**PROMPT:** Please reproduce the data below exactly, from the first line through the line containing "image is acquired.", and leave every later line out.

**RECORD EXCERPTS:**
--------

PR #7766, opened 2024-03-26
layers: Remove WSI validation dependency on GetSwapchainImages

artem-lunarg:
This is follow-up to https://github.com/KhronosGroup/Vulkan-ValidationLayers/pull/7703

Found two reasons why we couldn't easily get rid of `GetSwapchainImages` from `VkRenderFramework::CreateSwapchain`:
- VUs like `VUID-VkBindImageMemorySwapchainInfoKHR-imageIndex-01644` check swapchain image count and can run before the image is acquired.
-  Swapchain image layout map initialization relied on GetSwapchainImagesKHR call.

This solution initializes swapchain image state immediately when swapchain object is created.

### DIFF
--- a/layers/state_tracker/state_tracker.cpp
+++ b/layers/state_tracker/state_tracker.cpp
@@ -3671,6 +3671,27 @@ void ValidationStateTracker::RecordCreateSwapchainState(VkResult result, const V
             std::copy(swapchain_present_modes_ci->pPresentModes, swapchain_present_modes_ci->pPresentModes + present_mode_count,
                       std::back_inserter(swapchain->present_modes));
         }
+
+        // Initialize swapchain image state
+        {
+            uint32_t swapchain_image_count = 0;
+            DispatchGetSwapchainImagesKHR(device, *pSwapchain, &swapchain_image_count, nullptr);
+            std::vector<VkImage> swapchain_images(swapchain_image_count);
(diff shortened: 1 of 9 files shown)


layers/state_tracker/state_tracker.cpp
```diff
@@ -3671,6 +3671,27 @@ void ValidationStateTracker::RecordCreateSwapchainState(VkResult result, const V
             std::copy(swapchain_present_modes_ci->pPresentModes, swapchain_present_modes_ci->pPresentModes + present_mode_count,
                       std::back_inserter(swapchain->present_modes));
         }
+
+        // Initialize swapchain image state
```
artem-lunarg, line 3675: That's a main part of this solution

tests/unit/wsi_positive.cpp
```diff
@@ -370,6 +370,8 @@ TEST_F(PositiveWsi, TransferImageToSwapchainDeviceGroup) {
     bind_info.memoryOffset = 0;
 
     vk::BindImageMemory2(device(), 1, &bind_info);
+    // Can transition layout after the memory is bound
+    peer_image.SetLayout(VK_IMAGE_LAYOUT_TRANSFER_DST_OPTIMAL);
```
artem-lunarg, line 374: There was missing image layout transition which was not reported previously

jeremyg-lunarg (approved):
LGTM

spencer-lunarg (approved):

--------

**EXERCISE SOLUTION:**
PR #7766, opened 2024-03-26
layers: Remove WSI validation dependency on GetSwapchainImages

artem-lunarg:
This is follow-up to https://github.com/KhronosGroup/Vulkan-ValidationLayers/pull/7703

Found two reasons why we couldn't easily get rid of `GetSwapchainImages` from `VkRenderFramework::CreateSwapchain`:
- VUs like `VUID-VkBindImageMemorySwapchainInfoKHR-imageIndex-01644` check swapchain image count and can run before the image is acquired.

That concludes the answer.